23 de dezembro de 2012

De umas e outras coisas


E haviam os lugares e as pessoas nos lugares. E haviam os cheiros e as conversas. E assim haviam os lugares, as pessoas, os cheiros e as conversas. E tudo no mesmo tempo, aquele em que, sem darmos por isso, éramos felizes, tanto como se pode ser. 

Mudaram então as coisas, as coisas todas. E do passado fica o restolho, as cadeiras vazias e a sala desarrumada. Fica o eco das conversas que já não se têm. E as memórias, as lembranças até do cheiro que já não se sente, a não ser de olhos fechados. E fechando os olhos voltamos a estar ali - por ficar tão perto - no lugar onde as coisas aconteciam.

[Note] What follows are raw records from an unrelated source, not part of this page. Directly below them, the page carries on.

PR #1157, opened 2020-09-25
Fix primary group

### LINKED ISSUE #1140: user openhabian not in group openhab ?
should it be in there?
User `openhabian` has primary group `openhabian` so created files belong to that group.
So should we add `openhab` user to `openhabian` group or should the user `openhabian` be given `openhab` as the primary group ?

in first-boot.bash, the existing user gets renamed and assigns the user-provided name to BOTH, user AND group.
Shouldn't it rather assign to group "openhab" and add the group with the user-provided username ?

mstormi:
Fixes #1140 

Please give it a second thought before approving

### DIFF
--- a/build-image/first-boot.bash
+++ b/build-image/first-boot.bash
@@ -62,10 +62,9 @@ echo -n "$(timestamp) [openHABian] Changing default username and password... "
 if [[ -z "${username+x}" ]] || ! id $userdef &> /dev/null || id "$username" &> /dev/null; then
   echo "SKIPPED"
 else
-  usermod -l "$username" "$userdef"
+  usermod -l "$username" -g "openhab" "$userdef"
   usermod -m -d "/home/$username" "$username"
-  groupmod -n "openhab" "$userdef"
-  usermod --append --groups "$username" "$userdef"
+  groupmod -n "$username" "$userdef"
   echo "${username}:${userpw:-$username}" | chpasswd
   echo "OK"
 fi
--- a/build-image/first-boot.bash
+++ b/build-image/first-boot.bash
@@ -62,7 +62,9 @@ echo -n "$(timestamp) [openHABian] Changing default username and password... "
 if [[ -z "${username+x}" ]] || ! id $userdef &> /dev/null || id "$username" &> /dev/null; then
   echo "SKIPPED"
 else
+  gid=$(id -g "$userdef")
   usermod -l "$username" -g "openhab" "$userdef"
+  usermod -aG "$gid" "$username"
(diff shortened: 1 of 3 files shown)


build-image/first-boot.bash
```diff
@@ -64,7 +64,8 @@ if [[ -z "${username+x}" ]] || ! id $userdef &> /dev/null || id "$username" &> /
 else
   usermod -l "$username" "$userdef"
   usermod -m -d "/home/$username" "$username"
-  groupmod -n "$username" "$userdef"
+  groupmod -n "openhab" "$userdef"
```
ecdye, line 67: Doesn't the `openhab` group get created upon openHAB install?

build-image/first-boot.bash
```diff
@@ -64,7 +64,8 @@ if [[ -z "${username+x}" ]] || ! id $userdef &> /dev/null || id "$username" &> /
...
+  usermod --append --groups "$username" "$userdef"
```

Crescemos uns, envelhecemos e morremos, outros. E conjugávamos o verbo assim, sempre na primeira pessoa do plural, fazendo-nos parte da colectividade, dos que ao mesmo tempo entre os que cresceram e os que morreram, porque era assim, unos, que nos tínhamos uns aos outros, não só ali, naquela mesa comprida, mas sempre que precisos.

Os abraços e os beijos, o afecto. E percebemos agora as palavras, uma, outra e a terceira. Entendemos que havia ali tempo presente, o mesmo que agora é passado. 

E agarramo-nos às recordações. E no que não esquecemos mantemos viva uma coisa qualquer, indefinível, mas decifrável, se nos restarmos a pensar sobre o quê, onde e quando.

Nas palavras em desalinho, sem que as frases que delas resultam tenham que fazer sentido, eternizamos qualquer coisa, que nem sabemos o que é. Que nem será o que julgamos ser.

Mas não lamentamos. Temos saudades, mas não sentimos pena. Foi como acabou por ser. É como se tornou. E, com o fatalismo com que se justificam as coisas que não têm explicação - ou não precisam de ter - aceitamos o que a vida fez connosco, o que a vida fez de nós.

Natal feliz.

3 comentários:

Inês Aroso disse...

Escreves divinamente. E isso é um presente. Senti-me regressar à sala onde, para mim (ou para o meu "nós"), o Natal acontecia. E também não senti pena, apesar das saudades. Como todas as histórias que valem a pena ser recordadas, não deixo lágrimas, só sorrisos, por as ter vivido. Aguça-me a vontade de escrever novas histórias de Natal que a minha filha recordará, daqui a muitos anos.

Alda Couto disse...

Apetece-me dizer uma asneira daquelas mesmo fortes que ficam mal a uma senhora dizer em público só para reforçar o quão bem tu escreves.
Se eu não me importasse mesmo nada com os ditos alheios, a frase ficava assim: Foda-se, escreves mesmo bem.
Mas como me importo, nem que seja só um bocadinho, fico-me só pelo: escreves mesmo bem, apesar de sentir que não tem a força daquela frase que eu gostava de ter dito mas não disse por vergonha. Feliz Natal.

Nuno Andrade Ferreira disse...

Obrigado pelo exagero, Inês e Antigona.